◆ Requirement: Entries must be copied exactly, with nothing left out.

◆ Stored data:
*** Block opens ***

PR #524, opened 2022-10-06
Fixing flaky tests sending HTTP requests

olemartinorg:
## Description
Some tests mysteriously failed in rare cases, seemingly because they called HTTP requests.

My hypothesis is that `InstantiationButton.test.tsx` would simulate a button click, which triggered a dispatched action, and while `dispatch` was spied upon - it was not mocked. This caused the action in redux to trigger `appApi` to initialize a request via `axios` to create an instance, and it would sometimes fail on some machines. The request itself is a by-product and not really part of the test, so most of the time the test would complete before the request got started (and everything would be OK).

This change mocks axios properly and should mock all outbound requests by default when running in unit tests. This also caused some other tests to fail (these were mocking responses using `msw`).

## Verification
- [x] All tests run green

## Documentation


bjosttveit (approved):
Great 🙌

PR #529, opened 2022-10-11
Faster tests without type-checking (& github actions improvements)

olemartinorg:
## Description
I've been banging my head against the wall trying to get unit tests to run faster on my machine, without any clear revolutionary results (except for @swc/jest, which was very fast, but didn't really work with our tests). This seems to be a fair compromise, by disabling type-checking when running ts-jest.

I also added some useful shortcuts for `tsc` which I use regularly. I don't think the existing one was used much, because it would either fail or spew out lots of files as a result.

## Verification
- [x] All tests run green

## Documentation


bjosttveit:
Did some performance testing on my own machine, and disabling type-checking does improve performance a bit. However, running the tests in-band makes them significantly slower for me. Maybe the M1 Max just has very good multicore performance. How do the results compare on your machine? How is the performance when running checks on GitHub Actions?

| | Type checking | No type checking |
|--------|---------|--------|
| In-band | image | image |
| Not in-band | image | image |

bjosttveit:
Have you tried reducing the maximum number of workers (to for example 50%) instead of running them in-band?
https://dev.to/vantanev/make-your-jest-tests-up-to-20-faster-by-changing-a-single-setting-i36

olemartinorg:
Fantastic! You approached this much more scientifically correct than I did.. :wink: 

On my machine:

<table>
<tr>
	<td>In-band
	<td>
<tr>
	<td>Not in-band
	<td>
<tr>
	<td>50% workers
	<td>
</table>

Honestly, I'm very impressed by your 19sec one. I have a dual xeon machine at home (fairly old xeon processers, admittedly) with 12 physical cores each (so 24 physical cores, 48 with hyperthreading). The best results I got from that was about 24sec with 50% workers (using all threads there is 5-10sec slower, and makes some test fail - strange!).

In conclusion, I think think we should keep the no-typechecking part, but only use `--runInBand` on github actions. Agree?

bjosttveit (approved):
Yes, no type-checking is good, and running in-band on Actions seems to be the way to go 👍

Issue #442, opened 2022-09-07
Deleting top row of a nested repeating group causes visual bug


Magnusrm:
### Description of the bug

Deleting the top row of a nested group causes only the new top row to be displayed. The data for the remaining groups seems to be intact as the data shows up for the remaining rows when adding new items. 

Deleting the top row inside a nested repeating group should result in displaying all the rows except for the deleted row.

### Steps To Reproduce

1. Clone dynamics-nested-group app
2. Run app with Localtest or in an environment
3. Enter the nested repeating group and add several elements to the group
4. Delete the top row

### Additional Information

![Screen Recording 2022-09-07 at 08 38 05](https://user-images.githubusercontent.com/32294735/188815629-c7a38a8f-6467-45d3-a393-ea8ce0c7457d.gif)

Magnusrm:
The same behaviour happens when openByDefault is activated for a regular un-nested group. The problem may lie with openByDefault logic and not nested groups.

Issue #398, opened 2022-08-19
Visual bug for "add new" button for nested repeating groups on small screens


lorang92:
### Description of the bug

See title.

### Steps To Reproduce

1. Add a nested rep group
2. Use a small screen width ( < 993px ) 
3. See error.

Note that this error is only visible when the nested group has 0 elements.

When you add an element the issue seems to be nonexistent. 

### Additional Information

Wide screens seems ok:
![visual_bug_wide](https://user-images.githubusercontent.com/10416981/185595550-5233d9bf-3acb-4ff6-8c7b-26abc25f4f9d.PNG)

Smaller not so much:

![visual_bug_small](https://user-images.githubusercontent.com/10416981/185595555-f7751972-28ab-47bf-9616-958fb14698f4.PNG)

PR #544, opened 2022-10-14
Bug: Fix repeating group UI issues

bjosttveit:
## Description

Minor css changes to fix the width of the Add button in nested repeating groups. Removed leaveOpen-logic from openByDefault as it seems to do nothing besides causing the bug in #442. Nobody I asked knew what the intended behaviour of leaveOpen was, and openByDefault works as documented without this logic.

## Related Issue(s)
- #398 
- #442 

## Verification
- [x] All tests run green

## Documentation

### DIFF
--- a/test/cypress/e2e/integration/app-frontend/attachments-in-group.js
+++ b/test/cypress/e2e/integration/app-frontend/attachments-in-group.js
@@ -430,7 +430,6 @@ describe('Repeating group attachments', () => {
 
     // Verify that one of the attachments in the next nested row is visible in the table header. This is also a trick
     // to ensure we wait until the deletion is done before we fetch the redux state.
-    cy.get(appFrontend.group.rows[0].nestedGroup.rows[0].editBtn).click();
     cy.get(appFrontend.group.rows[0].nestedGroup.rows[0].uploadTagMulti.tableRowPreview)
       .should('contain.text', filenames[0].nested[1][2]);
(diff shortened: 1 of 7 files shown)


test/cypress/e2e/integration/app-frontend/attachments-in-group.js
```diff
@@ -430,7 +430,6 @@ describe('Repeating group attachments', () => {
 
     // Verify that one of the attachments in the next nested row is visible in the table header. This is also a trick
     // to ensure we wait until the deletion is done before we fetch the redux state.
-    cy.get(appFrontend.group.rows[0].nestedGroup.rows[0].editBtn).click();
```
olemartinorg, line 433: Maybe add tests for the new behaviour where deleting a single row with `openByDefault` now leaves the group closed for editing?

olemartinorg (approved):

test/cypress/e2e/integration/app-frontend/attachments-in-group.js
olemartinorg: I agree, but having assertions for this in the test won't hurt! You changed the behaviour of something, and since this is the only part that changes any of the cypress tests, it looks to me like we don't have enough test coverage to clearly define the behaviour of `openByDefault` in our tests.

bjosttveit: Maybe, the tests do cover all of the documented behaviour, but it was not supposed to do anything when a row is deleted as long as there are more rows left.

*** Block closes ***

◆ Output for this exercise:
PR #524, opened 2022-10-06
Fixing flaky tests sending HTTP requests

olemartinorg:
## Description
Some tests mysteriously failed in rare cases, seemingly because they called HTTP requests.

My hypothesis is that `InstantiationButton.test.tsx` would simulate a button click, which triggered a dispatched action, and while `dispatch` was spied upon - it was not mocked. This caused the action in redux to trigger `appApi` to initialize a request via `axios` to create an instance, and it would sometimes fail on some machines. The request itself is a by-product and not really part of the test, so most of the time the test would complete before the request got started (and everything would be OK).

This change mocks axios properly and should mock all outbound requests by default when running in unit tests. This also caused some other tests to fail (these were mocking responses using `msw`).

## Verification
- [x] All tests run green

## Documentation


bjosttveit (approved):
Great 🙌

PR #529, opened 2022-10-11
Faster tests without type-checking (& github actions improvements)

olemartinorg:
## Description
I've been banging my head against the wall trying to get unit tests to run faster on my machine, without any clear revolutionary results (except for @swc/jest, which was very fast, but didn't really work with our tests). This seems to be a fair compromise, by disabling type-checking when running ts-jest.

I also added some useful shortcuts for `tsc` which I use regularly. I don't think the existing one was used much, because it would either fail or spew out lots of files as a result.

## Verification
- [x] All tests run green

## Documentation


bjosttveit:
Did some performance testing on my own machine, and disabling type-checking does improve performance a bit. However, running the tests in-band makes them significantly slower for me. Maybe the M1 Max just has very good multicore performance. How do the results compare on your machine? How is the performance when running checks on GitHub Actions?

| | Type checking | No type checking |
|--------|---------|--------|
| In-band | image | image |
| Not in-band | image | image |

bjosttveit:
Have you tried reducing the maximum number of workers (to for example 50%) instead of running them in-band?
https://dev.to/vantanev/make-your-jest-tests-up-to-20-faster-by-changing-a-single-setting-i36

olemartinorg:
Fantastic! You approached this much more scientifically correct than I did.. :wink: 

On my machine:

<table>
<tr>
	<td>In-band
	<td>
<tr>
	<td>Not in-band
	<td>
<tr>
	<td>50% workers
	<td>
</table>

Honestly, I'm very impressed by your 19sec one. I have a dual xeon machine at home (fairly old xeon processers, admittedly) with 12 physical cores each (so 24 physical cores, 48 with hyperthreading). The best results I got from that was about 24sec with 50% workers (using all threads there is 5-10sec slower, and makes some test fail - strange!).

In conclusion, I think think we should keep the no-typechecking part, but only use `--runInBand` on github actions. Agree?

bjosttveit (approved):
Yes, no type-checking is good, and running in-band on Actions seems to be the way to go 👍

Issue #442, opened 2022-09-07
Deleting top row of a nested repeating group causes visual bug


Magnusrm:
### Description of the bug

Deleting the top row of a nested group causes only the new top row to be displayed. The data for the remaining groups seems to be intact as the data shows up for the remaining rows when adding new items. 

Deleting the top row inside a nested repeating group should result in displaying all the rows except for the deleted row.

### Steps To Reproduce

1. Clone dynamics-nested-group app
2. Run app with Localtest or in an environment
3. Enter the nested repeating group and add several elements to the group
4. Delete the top row

### Additional Information

![Screen Recording 2022-09-07 at 08 38 05](https://user-images.githubusercontent.com/32294735/188815629-c7a38a8f-6467-45d3-a393-ea8ce0c7457d.gif)

Magnusrm:
The same behaviour happens when openByDefault is activated for a regular un-nested group. The problem may lie with openByDefault logic and not nested groups.

Issue #398, opened 2022-08-19
Visual bug for "add new" button for nested repeating groups on small screens


lorang92:
### Description of the bug

See title.

### Steps To Reproduce

1. Add a nested rep group
2. Use a small screen width ( < 993px ) 
3. See error.

Note that this error is only visible when the nested group has 0 elements.

When you add an element the issue seems to be nonexistent. 

### Additional Information

Wide screens seems ok:
![visual_bug_wide](https://user-images.githubusercontent.com/10416981/185595550-5233d9bf-3acb-4ff6-8c7b-26abc25f4f9d.PNG)

Smaller not so much:

![visual_bug_small](https://user-images.githubusercontent.com/10416981/185595555-f7751972-28ab-47bf-9616-958fb14698f4.PNG)

PR #544, opened 2022-10-14
Bug: Fix repeating group UI issues

bjosttveit:
## Description

Minor css changes to fix the width of the Add button in nested repeating groups. Removed leaveOpen-logic from openByDefault as it seems to do nothing besides causing the bug in #442. Nobody I asked knew what the intended behaviour of leaveOpen was, and openByDefault works as documented without this logic.

## Related Issue(s)
- #398 
- #442 

## Verification
- [x] All tests run green

## Documentation

### DIFF
--- a/test/cypress/e2e/integration/app-frontend/attachments-in-group.js
+++ b/test/cypress/e2e/integration/app-frontend/attachments-in-group.js
@@ -430,7 +430,6 @@ describe('Repeating group attachments', () => {
 
     // Verify that one of the attachments in the next nested row is visible in the table header. This is also a trick
     // to ensure we wait until the deletion is done before we fetch the redux state.
-    cy.get(appFrontend.group.rows[0].nestedGroup.rows[0].editBtn).click();
     cy.get(appFrontend.group.rows[0].nestedGroup.rows[0].uploadTagMulti.tableRowPreview)
       .should('contain.text', filenames[0].nested[1][2]);
(diff shortened: 1 of 7 files shown)


test/cypress/e2e/integration/app-frontend/attachments-in-group.js
```diff
@@ -430,7 +430,6 @@ describe('Repeating group attachments', () => {
 
     // Verify that one of the attachments in the next nested row is visible in the table header. This is also a trick
     // to ensure we wait until the deletion is done before we fetch the redux state.
-    cy.get(appFrontend.group.rows[0].nestedGroup.rows[0].editBtn).click();
```
olemartinorg, line 433: Maybe add tests for the new behaviour where deleting a single row with `openByDefault` now leaves the group closed for editing?

olemartinorg (approved):

test/cypress/e2e/integration/app-frontend/attachments-in-group.js
olemartinorg: I agree, but having assertions for this in the test won't hurt! You changed the behaviour of something, and since this is the only part that changes any of the cypress tests, it looks to me like we don't have enough test coverage to clearly define the behaviour of `openByDefault` in our tests.

bjosttveit: Maybe, the tests do cover all of the documented behaviour, but it was not supposed to do anything when a row is deleted as long as there are more rows left.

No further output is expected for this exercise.